• [Your goal] Search the entries below for the word "self", then copy each line in which it is found.

• [Entries shown]
+--
PR #1631, opened 2026-07-02
NEXUS-484: Support UpdateWorkflow as a Nexus Operation

mavemuri:
## What was changed

Adds support for UpdateWorkflow as a Nexus operation

## Why?

Part of effort to expose all Temporal primitives via Nexus operations

## Checklist

1. Closes 
NEXUS-484

2. How was this tested:

- [x] added integration test 

3. Any docs updates needed?


tests/nexus/test_temporal_operation.py
```diff
@@ -258,6 +287,87 @@ async def test_temporal_operation_start_workflow(
...
+            Input(
+                value=update_workflow_id, task_queue=task_queue, update_value="Created"
+            ),
+            task_queue=task_queue,
+            id=f"update-workflow-caller-created",
+        )
+        result = await wf_handle.result()
+        assert result == "Updated workflow status from Pending to Created"
+
+        # await assert_event_subsequence(
```
mavemuri: TODO: 

- [x] check why this is flaky on ubuntu-arm/windows 
- [x] verify links are present 
- [x] check resp is sync on the retried update below

temporalio/nexus/_temporal_client.py
```diff
@@ -377,3 +459,52 @@ async def start_workflow(
...
+        workflow_id: str,
+        update: str | Callable,
+        arg: Any = temporalio.common._arg_unset,
+        *,
+        args: Sequence[Any] = [],
+        id: str | None = None,
+        result_type: type | None = None,
+        rpc_metadata: Mapping[str, str | bytes] = {},
+        rpc_timeout: timedelta | None = None,
+        # run_id: str | None = None,
```
Quinn-With-Two-Ns: Why are these commented out

temporalio/nexus/_operation_handlers.py
```diff
@@ -138,6 +138,23 @@ class CancelWorkflowRunOptions:
     """The ID of the workflow to cancel."""
 
 
+@dataclass(frozen=True)
+class CancelUpdateWorkflowOptions:
```
Quinn-With-Two-Ns, line 142: Missing run ID

tests/nexus/test_temporal_operation.py
Quinn-With-Two-Ns: Probably obvious, but just to note we should try to match the test coverage we have in Go

temporalio/nexus/_temporal_client.py
mavemuri: wasnt sure if they were required at the time, fixed it

temporalio/client/_workflow.py
```diff
@@ -963,11 +970,16 @@ async def _start_update(
             temporalio.workflow._UpdateDefinition.get_name_and_result_type(update)
         )
 
+        if run_id == None:
+            run_id = self._run_id
+        if first_execution_run_id == None:
+            first_execution_run_id = self.first_execution_run_id
+
```
VegetarianOrc: If we decide to keep this, let's make sure to use `is None`

```suggestion
        if run_id is None:
            run_id = self._run_id
        if first_execution_run_id is None:
            first_execution_run_id = self.first_execution_run_id

```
+--
• [Task answer]
+            run_id = self._run_id
+            first_execution_run_id = self.first_execution_run_id
            run_id = self._run_id
            first_execution_run_id = self.first_execution_run_id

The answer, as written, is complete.